Think of made-to-stock inventory management as a bet. To determine how much inventory to maintain in stock, your company considers several factors: current customer demand, anticipated trends in consumer demand, the health of the local, national, or international economy, anticipated trends in the local, national, or international economy, the current cost of raw materials and labor, anticipated costs of raw materials and labor, storage capacity and costs, seasonal concerns, technology, competing uses of cash, and inflation. Your company then projects sales for the coming year. When your company spends cash to make or buy inventory, it is wagering that its sales projections are, indeed, accurate. The cost of the bet? The money spent to make or buy the goods in addition to the opportunity costs of what that cash could have generated had it not been tied up in inventory.

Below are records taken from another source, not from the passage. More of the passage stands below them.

PR #12822, opened 2026-07-06
feat(pacquet): add Node API bindings for the Rust engine

zkochan:
## Summary

Adds `@pnpm/napi`, napi-rs bindings that expose pacquet's programmatic
engine surface to Node.js, so programmatic pnpm consumers can drive the Rust
engine instead of the TypeScript pnpm packages. [Bit](https://bit.dev) is the
reference consumer (it drives pnpm entirely through its programmatic API).

The binding is a new `pacquet-napi` cdylib crate plus an `@pnpm/napi`
npm wrapper. Exports — all verified end-to-end against a real registry:

- `install` — in-memory importers (single project and multi-importer
  workspaces), a synchronous `readPackage` hook applied per resolved
  dependency manifest, build-script approval (`allowBuilds` /
  `dangerouslyAllowAllBuilds` / `strictDepBuilds`), and `depsRequiringBuild`.
- `rebuild`, `resolveDependency` (npm registry), `pack`, `parseBareSpecifier`,
  `engineVersion`.
- Auth via `authHeaderByUri` (pre-computed `Authorization` headers keyed by
  nerf-darted registry URI), applied through `AuthHeaders::from_creds_map`.

Engine-core changes are minimal and inert for existing callers:
`PackageManifest::from_value` (build an in-memory manifest without disk IO),
and two `Option` fields on `Install` (`pnpmfile_hook_override`,
`workspace_projects_override`) defaulted to `None` at every existing
construction site. A new `napi-release` profile sets `panic = "unwind"` — the
workspace `release` profile uses `panic = "abort"`, which would abort the host
Node process on a panic that unwinds to the FFI boundary.

`getPeerDependencyIssues` is stubbed (`ERR_PNPM_NAPI_UNIMPLEMENTED`) pending
the peer-resolution issue renderer that pacquet's CLI has not ported yet.

Opening as a draft: this is the initial binding surface. `getPeerDependencyIssues`,
the cross-platform prebuild CI, and crate-level tests are follow-ups.

## Squash Commit Body

```text
Add `pacquet-napi`, a napi-rs cdylib crate, plus its `@pnpm/napi`
npm wrapper, exposing pacquet's programmatic engine surface to Node.js so
programmatic pnpm consumers can drive the Rust engine instead of the
TypeScript pnpm packages. Bit is the reference consumer.

Exports: install (in-memory importers, single and multi-importer workspaces,
a synchronous readPackage hook per resolved dependency manifest, build-script
approval, and depsRequiringBuild), rebuild, resolveDependency, pack,
parseBareSpecifier, engineVersion, and auth via authHeaderByUri.

The install runs on a dedicated 32 MiB-stack worker thread with its own
tokio runtime; the napi async fn awaits the result over a oneshot channel,
so pacquet's borrowed State never crosses the FFI boundary. A reporter
bridge forwards the engine's wire-compatible log events to a JS callback,
and errors carry pnpm's ERR_PNPM_* code and hint through a structured envelope.

Engine-core changes are minimal and inert for existing callers:
PackageManifest::from_value, and two Option fields on Install
(pnpmfile_hook_override and workspace_projects_override) defaulted to None
everywhere. A new napi-release profile sets panic = "unwind" since the
workspace release profile uses panic = "abort".

getPeerDependencyIssues is stubbed pending pacquet's own peer-issue renderer.
Distribution follows the @pnpm/exe.* model via scripts/generate-packages.mjs.
```

## Checklist

  `pacquet/` port, or the description notes what still needs porting. — Rust-only
  addition (a Node binding over pacquet); there is no TypeScript-CLI counterpart.
- [x] Added a changeset if this PR changes any published package. — Not needed:
  changesets track the TypeScript packages; this adds Rust crates and a new npm
  wrapper package, neither of which participates in the changeset flow.
- [ ] Added or updated tests. — Verified end-to-end manually; crate-level tests
  are a follow-up.
- [x] Updated the documentation if needed. — Added `pacquet/npm/napi/README.md`
  and `pacquet/plans/NAPI.md`.

---

## Summary by CodeRabbit

* **New Features**
  * Added Node.js N-API bindings for `install`, `rebuild`, `resolveDependency`, `pack`, and specifier parsing, plus `engineVersion`.
  * Introduced `@pnpm/napi` with generated platform wrapper packages and improved native addon loading.
* **Bug Fixes**
  * Better install compatibility: `engineStrict` and `nodeVersion` are honored during installability checks.
  * Added per-host socket limiting via `maxSockets`.
* **Documentation**
  * Added `@pnpm/napi` README and TypeScript typings, including structured error details.


zkochan:
Thanks for the automated review. Addressed the substantive findings in the latest commit; a few I'm intentionally leaving as-is with rationale below.

### Fixed

- **Config intern cache key was unstable** — `ConfigOverlay`'s map fields are now `BTreeMap` instead of `HashMap`, so the `Debug`-derived cache key no longer varies with per-instance iteration order. Previously two logically-identical overlays hashed differently, missed the cache, and leaked a fresh `Config` on every call. Added a regression test.
- **Global log sink wasn't panic-safe** — an `EngineCallGuard` (RAII) now restores the previously installed sink and clears stats on drop, including on unwind, so a panicking worker thread can't leave a stale sink misrouting a later call's events.
- **`pack` raced the global sink** — it now takes the shared `engine_call_lock` (renamed from `install_lock`) that `install`/`rebuild` already hold.
- **`PNPM_NAPI_BINARY` could load an arbitrary module** — the loader now rejects any value that doesn't end in `.node`.
- **Nits** — trailing commas in the `index.d.ts` multi-line signatures, `reject_non_empty_list` takes `&[T]`, and a test comment now describes current behavior.

### Intentionally not changed

- **"napi deps added at workspace level"** — this repo declares every dependency at the workspace level (`{ workspace = true }`); crate-scoping these would break the established convention.
- **"Branch URL in `homepage`"** — a `package.json` `homepage` pointing at a repo subdirectory is standard npm metadata, not a code reference that needs a commit SHA.
- **`#[unsafe(no_mangle)]` justification** — already documented at the definition (test-only, `#[cfg(test)]`).
- **"Resolve spawns huge threads" (32 MiB stacks)** — deliberate, matching pacquet's CLI to avoid stack overflow on the deep synchronous install call chain.
- Remaining low-severity notes (unbounded per-origin semaphore map — origins are bounded in practice; stats lock on the hot path; mutex-poison handling) are left as-is for now.

---
Written by an agent (Claude Code, claude-fable-5), on behalf of @zkochan.

zkochan:
Follow-up on the latest CI failure and review round:

**CI — Rust CI / Cargo Deny** — the failure was `RUSTSEC-2026-0204` (invalid pointer dereference in `crossbeam-epoch`'s `fmt::Pointer` impl), a newly-published advisory that affects the whole workspace via the `ignore` crate — not specific to this PR. Bumped `crossbeam-epoch` 0.9.18 → 0.9.20 (advisory is patched in `>= 0.9.20`); `cargo deny check advisories` passes locally.

**resolveDependency loses error codes** — a real gap, but the code can't be recovered at the binding boundary: `Resolver::resolve` returns `ResolveError = Box<dyn Error>`, so the miette `Diagnostic` (and its `ERR_PNPM_*` code / hint) is already erased before the error reaches the binding. Preserving it requires the resolver trait to carry a typed diagnostic error — a pacquet-core change. Documented at the call site for now; the message is still surfaced to JS.

**Unbounded leaked config cache** — accurate. Each distinct overlay leaks a `Config` once (the engine requires `&'static Config`) and the intern map is never evicted, so retained memory grows with the number of unique config inputs — bounded in practice for the trusted embedder this binding targets. The only real fix is a non-leaking engine API (`&Config` / `Arc`); documented as a follow-up.

---
Written by an agent (Claude Code, claude-fable-5), on behalf of @zkochan.

zkochan:
Two more findings, addressed in `5cbceee1d2`:

**`from_value` coerces malformed manifests to `{}`** — fair; that traded a panic for a silent-empty install. Fixed properly: the install path now validates each project `manifest` is an object up front and fails closed with `ERR_PNPM_NAPI_INVALID_MANIFEST`. `from_value` keeps the coercion only as a last-resort panic guard. Added a unit test.

**`origin_of` default-port bypass** — this one is a false positive. The `url` crate already strips a scheme-default port while parsing, so `https://host:443` parses with `port() == None` and keys to the same origin as `https://host` (verified empirically: `port=None`, `as_str()=https://host/`). There was no cap fragmentation. Reverted my change back to `port()`, documented the behavior at the call site, and added regression tests covering `:443` / `:80` normalization and a non-default port staying distinct.

---
Written by an agent (Claude Code, claude-fable-5), on behalf of @zkochan.

zkochan:
Both valid — fixed in `1b837f143a`:

**`invalid_manifest_error` used a bespoke code** — switched to pnpm's canonical `ERR_PNPM_INVALID_PACKAGE_JSON` (the code the TS engine throws for "failed to read or parse project manifest"), so consumers translate a non-object project manifest like any other pnpm error instead of a `ERR_PNPM_NAPI_*` special case.

**musl detection fell back to glibc** — the loader now tries *both* Linux libc variants (ordered by detection, glibc-first only as a tiebreak) instead of hard-defaulting to glibc when `process.report` is unavailable, mirroring the `@pnpm/exe.*` wrapper. A musl host whose libc can't be probed now falls through to the `-musl` addon rather than failing on the glibc one.

---
Written by an agent (Claude Code, claude-fable-5), on behalf of @zkochan.

zkochan:
Good catch — fixed in `6f84945679`. `tryLoad` now treats `ERR_DLOPEN_FAILED` (a candidate that exists but is the wrong libc/ABI) as retryable, so a wrong first guess falls through to the other Linux libc variant instead of aborting. The explicit `PNPM_NAPI_BINARY` override is kept strict: it's pulled out of the retry loop, so a `.node` that exists but fails to load surfaces the real error rather than silently falling back (a non-`.node` value is still rejected up front, and a missing path still falls back to a platform package).

---
Written by an agent (Claude Code, claude-fable-5), on behalf of @zkochan.

zkochan:
Fixed for `resolveDependency` in `034d839635`: it now builds a **current-thread** Tokio runtime instead of a multi-thread one. A single resolve is one packument fetch with no task parallelism to exploit, and it already runs on a dedicated worker thread, so this spawns no extra worker-thread pool — removing the per-call thread multiplication under concurrent resolves.

On the `install.rs` reference: leaving that one as a multi-thread runtime intentionally. The install path fetches packages in parallel (that's where pnpm's throughput comes from), so it genuinely needs the worker pool. It's also serialized behind `engine_call_lock`, so at most one such runtime exists at a time — no concurrent-call amplification there.

---
Written by an agent (Claude Code, claude-fable-5), on behalf of @zkochan.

This post provides brief views about the risk that company could face when having too much and too little inventory. Read on …
The Risks of Having Too Much Inventory
Conventional wisdom says inventory ought to be managed like cash. What this means is that companies must determine exactly how much inventory they need and stock just enough. Indeed, for the past decade, American businesses have struggled mightily to reduce inventories. In 1997, for example, the typical U.S. manufacturer held just 1.2 months’ worth of inventory in stock. That’s 20 percent less than it did in 1993 and 40 percent less than in 1990. These efforts have freed up approximately $82 billion in extra cash.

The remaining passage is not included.